───── Data

PR #2622, opened 2021-09-14
[Dr 2902] Set up routing for new page, and basic layout for the page

lu-c:
Screen Shot 2021-09-13 at 8 21 43 PM

This is a sanity check in to prevent future prs from getting too long!


src/pages/workspaces/workspace/Data.js
```diff
@@ -450,7 +450,7 @@ const WorkspaceData = _.flow(
   const getRunningImportJobs = async () => {
     try {
       const runningJobs = await Ajax(signal).Workspaces.workspace(namespace, name).listImportJobs(true)
-      _.map(job => {
+      _.forEach(job => {
```
lu-c: The linter was complaining about this map having no return - I figured if there was no return expected here, this would essentially be running a forEach.

Let me know if I should revert!

src/pages/library/DataBrowserDetails.js
```diff
@@ -0,0 +1,77 @@
...
+      name: 'CDC'
+    },
+    subjects: 10,
+    dataType: 'RNA Seq',
+    keepCollapsed: true,
+    locked: false,
+    files: 15,
+    fileSize: 4432
+  }
+}
```
kyuksel: `id` seems unused.
We can also save some space by removing the optional `return` and the braces around it.

```suggestion
const getSnapshot = () => ({
  namespace: 'harry-potter',
  name: 'Harry Potter',
  created: '2020-01-07T18:25:28.340Z',
  lastUpdated: '2020-01-07T18:25:28.340Z',
  tags: {
    itemsType: 'AttributeValue',
    items: ['1000 Genomes', 'CMG', 'Open Access', 'Exome']
  },
  description: 'The boy who lived',
  lowerName: 'harry potter',
  lowerDescription: 'lower description',
  project: {
    id: '112',
    name: 'CDC'
  },
  subjects: 10,
  dataType: 'RNA Seq',
  keepCollapsed: true,
  locked: false,
  files: 15,
  fileSize: 4432
})
```

kyuksel: If the object returned doesn't need to be parameterized, it doesn't have to be a function.

src/components/data/data-utils.js
```diff
@@ -259,7 +259,7 @@ export const EntityUploader = ({ onSuccess, onDismiss, namespace, name, entityTy
           notifyDataImportProgress(jobId)
         }
       }
-      
+
```
kyuksel: Thanks for cleaning up the spaces. Maybe add a newline before the if block at line 245?

src/pages/library/DataBrowserDetails.js
kyuksel: @petesantos and I were also chatting about this. If the use case for the code above is to mock an Ajax call, Pete may have suggestions for the structuring of it.

src/pages/workspaces/workspace/Data.js
dmohs: Thanks for this.

src/pages/library/DataBrowserDetails.js
```diff
@@ -0,0 +1,77 @@
...
+    libraryTopMatter(activeTab),
+    !snapshot ?
+      centeredSpinner() :
+      h(Fragment, [
+        div({ style: { display: 'flex', flexDirection: 'row', alignItems: 'top', width: '100%' } }, [
+          div({ style: styles.page }, [
+            icon('angle-left', { size: 35 })
+          ]),
+          getMainContent(snapshot),
+          getSidebar(snapshot)
```
dmohs: I like this style in languages that support it—start with main functions calling supporting functions which are defined later in the file. This opposes our current style, which is define before use.

src/pages/library/DataBrowserDetails.js
```diff
@@ -0,0 +1,77 @@
...
+    subjects: 10,
+    dataType: 'RNA Seq',
+    keepCollapsed: true,
+    locked: false,
+    files: 15,
+    fileSize: 4432
+  }
+}
+
+const DataBrowserDetails = routeParams => {
```
kyuksel: For function components, our convention is to use the term `props`:
```suggestion
const DataBrowserDetails = props => {
```

src/pages/library/DataBrowserDetails.js
```diff
@@ -0,0 +1,77 @@
...
+  const id = routeParams.id
+  const snapshot = getSnapshot(id)
+
+  return h(FooterWrapper, { alwaysShow: true }, [
+    libraryTopMatter(activeTab),
+    !snapshot ?
```
dmohs, line 63: This will never be true. I generally like the idea of skeletons like this, so I would update this to use a promise fulfilled on a delay so you can see the case with the spinner.

src/pages/library/DataBrowserDetails.js
kyuksel: And since `id` seems to be the only property used from `routeParams`, we could destructure it like below:

```suggestion
const DataBrowserDetails = ({ id }) => {
```

and `id` will be available in the code below.

src/components/data/data-utils.js
dmohs: I like this change, but not in a file that would otherwise be untouched.

src/pages/library/DataBrowserDetails.js
```diff
@@ -0,0 +1,77 @@
...
+          getSidebar(snapshot)
+        ])
+      ])
+  ])
+}
+
+const getMainContent = snapshot => {
+  return div({ style: { ...styles.page, width: '100%', marginTop: 0 } }, [
+    h1(snapshot.name, { style: { marginTop: 0 } }),
+    div([JSON.stringify(snapshot)])
```
dmohs: When you are sketching things out like this, I recommend adding a `whiteSpace: 'pre-wrap'` to format the JSON just to make it easier to read. You'd also need to `JSON.stringify(snapshot, nil, 2)`.

src/pages/library/DataBrowserDetails.js
```diff
@@ -0,0 +1,77 @@
...
+}
+
+const DataBrowserDetails = routeParams => {
+  const id = routeParams.id
+  const snapshot = getSnapshot(id)
+
+  return h(FooterWrapper, { alwaysShow: true }, [
+    libraryTopMatter(activeTab),
+    !snapshot ?
+      centeredSpinner() :
```
kyuksel, line 64: TOL: Expanding on a previous comment, `centeredSpinner()` won't take effect unless some mocking with delay is put in.

P.S. We use the `TOL` (i.e. Thinking Out Loudly) prefix to indicate that it may be something we could improve on but no immediate action is necessary.

src/pages/library/DataBrowserDetails.js
```diff
@@ -0,0 +1,77 @@
...
+      h(Fragment, [
+        div({ style: { display: 'flex', flexDirection: 'row', alignItems: 'top', width: '100%' } }, [
+          div({ style: styles.page }, [
+            icon('angle-left', { size: 35 })
+          ]),
+          getMainContent(snapshot),
+          getSidebar(snapshot)
+        ])
+      ])
```
kyuksel: TOL: This may be a good use case for CSS Grid, which may simplify mark-up and styling that gets rendered to the page.

src/pages/library/DataBrowserDetails.js
```diff
@@ -0,0 +1,77 @@
...
+}
+
+const getMainContent = snapshot => {
+  return div({ style: { ...styles.page, width: '100%', marginTop: 0 } }, [
+    h1(snapshot.name, { style: { marginTop: 0 } }),
+    div([JSON.stringify(snapshot)])
+  ])
+}
+
+const getSidebar = snapshot => {
```
kyuksel: Since `snapshot` is unused:

```suggestion
const Sidebar = () => {
```

src/pages/library/DataBrowserDetails.js
```diff
@@ -0,0 +1,77 @@
...
+            icon('angle-left', { size: 35 })
+          ]),
+          getMainContent(snapshot),
+          getSidebar(snapshot)
+        ])
+      ])
+  ])
+}
+
+const getMainContent = snapshot => {
```
kyuksel: Similarly as before, we want to specify inputs to a component in an object. Here, we also do some destructuring to make referencing easier later below.
```suggestion
const MainContent = ({ snapshot, snapshot: { name }}) => {
```

src/pages/library/DataBrowserDetails.js
lu-c: Ok, I'll move it up in the page then!

src/components/data/data-utils.js
lu-c: Should I revert it then? NP if so, just wanted to check

src/pages/library/DataBrowserDetails.js
kyuksel:
```suggestion
          h(MainContent, { snapshot }),
          h(Sidebar)
```
We're dropping the input argument `snapshot` for the `Sidebar` call since it isn't used at the moment. See comment further down on `Sidebar` implementation.

src/components/data/data-utils.js
dmohs: Yes. Sorry about not being clear.

src/pages/library/DataBrowserDetails.js
```diff
@@ -0,0 +1,77 @@
...
+  return div({ style: { ...styles.page, width: '100%', marginTop: 0 } }, [
+    h1(snapshot.name, { style: { marginTop: 0 } }),
```
kyuksel: Now that we did the destructuring above, we can use the property `name` directly as below:
```suggestion
    h1({ style: { marginTop: 0 } }, [name]),
```
Note that the child has to be the second parameter to `h1`.

src/pages/library/DataBrowserDetails.js
kyuksel: `div` isn't needed since `h1` on the line above it would create its own block on the page.
```suggestion
    JSON.stringify(snapshot)
```

src/pages/workspaces/workspace/Data.js
kyuksel: The conversion makes sense. Because what's happening within the `forEach` is an effect, it may make sense to utilize `useEffect()`. We can revisit this later.

src/components/data/data-utils.js
kyuksel: Feel free to ignore the comment above in the light of your thread with @dmohs .

src/pages/library/DataBrowserDetails.js
lu-c: Done!

src/pages/library/DataBrowserDetails.js
lu-c: I have a follow up PR that will use the snapshot in the Sidebar call - https://github.com/DataBiosphere/terra-ui/pull/2623/files

Since this was a PR focused on just setting up the basics, I thought it would be fine for this to be here since it will be used.

src/pages/library/DataBrowserDetails.js
lu-c: Updated to use the ({id}) suggestion

src/pages/library/DataBrowserDetails.js
lu-c: I'll make the change for the function names, but I will skip the destructuring because we do not know the format of the json yet

src/pages/library/DataBrowserDetails.js
lu-c: Im now applying styles to the snapshot, so I'll leave it in the div! Plus, it's a placeholder :)

src/components/data/data-utils.js
lu-c: I might have to do this anyway, I'm afraid the linter might be complaining again >.<

src/pages/library/DataBrowserDetails.js
lu-c: How can I tell the difference between when to minimize code? It seems like we shouldn't need to wrap these elements with the `h`, because it's rendering without being explicitly declared. The get-- methods are returning hyperscript objects that are rendering properly

petesantos: I can see how this can be confusing. The key idea is that react components conceptually are passed two parameters when they're created: 

1. Props - An object whose key/value pairs are the properties passed in to the component
2. Children - A list of child components that will be rendered by this component somewhere inside of it

You can create a function that returns a react component - which is what the `get` functions are doing. But since the intent of the code is to render something to the page (correct me if I am wrong), it would be best to define these functions as [react function components](https://reactjs.org/docs/hooks-state.html#hooks-and-function-components)

A react component needs to have a capitalized name, and should accept a list of props as a parameter - as a convention in this code base, we name this parameter `props`. Making this a function component will make it easy to add children to it later on and further enhance the functionality, for example adding state, later on without having to change anything.

**TL;DR** When in doubt, make a Component, rendered using `h`. This makes sure React will know what to do with it in any situation.

src/pages/library/DataBrowserDetails.js
```diff
@@ -0,0 +1,82 @@
...
+import { div, h, h1 } from 'react-hyperscript-helpers'
+import FooterWrapper from 'src/components/FooterWrapper'
+import { centeredSpinner, icon } from 'src/components/icons'
+import { libraryTopMatter } from 'src/components/library-common'
+import * as Utils from 'src/libs/utils'
+
+
+const activeTab = 'browse & explore'
+const styles = {
+  page: { padding: 20, marginTop: 15 }
```
petesantos: TOL: Would this be more accurate as "content"

lu-c: sure, i'll push up this change

src/pages/library/DataBrowserDetails.js
lu-c: Hey, I'm sorry, I wasnt able to make this change - This error popped up on this change

Screen Shot 2021-09-15 at 5 18 51 PM

src/pages/library/DataBrowserDetails.js
```diff
@@ -0,0 +1,82 @@
...
+    subjects: 10,
+    dataType: 'RNA Seq',
+    keepCollapsed: true,
+    locked: false,
+    files: 15,
+    fileSize: 4432
+  })
+}, 2000))
+
+const MainContent = snapshot => {
```
petesantos: This needs to be destructured to pull the snapshot out
```suggestion
const MainContent = ({ snapshot }) => {
```

petesantos (approved):
LGTM - just needs one minor correction on the MainContent parameterization

tcjiang9 (approved):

──────────

Find every line above that contains the word "having", and return each one.

lu-c: The linter was complaining about this map having no return - I figured if there was no return expected here, this would essentially be running a forEach.
A react component needs to have a capitalized name, and should accept a list of props as a parameter - as a convention in this code base, we name this parameter `props`. Making this a function component will make it easy to add children to it later on and further enhance the functionality, for example adding state, later on without having to change anything.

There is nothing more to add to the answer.